PR #4756, opened 2024-07-11
[c2cpg] Fix string repr for type of dependent expressions

max-leuthaeuser:
We are not able to represent them with the CPG format.
See e.g.:
```
template <class charT, class traits>
inline re_syntax_base* basic_regex_creator<charT, traits>::append_set(
   const basic_char_set<charT, traits>& char_set)
{
   typedef mpl::bool_< (sizeof(charT) == 1) > truth_type;
   return char_set.has_digraphs() 
      ? append_set(char_set, static_cast<mpl::false_*>(0))
      : append_set(char_set, static_cast<truth_type*>(0));
}
```

The type of `append_set` is dependent to some boost library magic w.r.t. to the method template instantiation. I just set it to ANY here.


maltek:
you already got a minimal code example, can you make a test for that?

max-leuthaeuser:
I am not sure if it works without access to the boost library. But I will try it.

max-leuthaeuser:
As expected. With boost CDT parses that without any of these problematic depentend expression types.

maltek (approved):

.....

Task: All lines from the one with "you already got" to the end of the records must be set down exactly. Skip every line before it.

Answer space:
you already got a minimal code example, can you make a test for that?

max-leuthaeuser:
I am not sure if it works without access to the boost library. But I will try it.

max-leuthaeuser:
As expected. With boost CDT parses that without any of these problematic depentend expression types.

maltek (approved):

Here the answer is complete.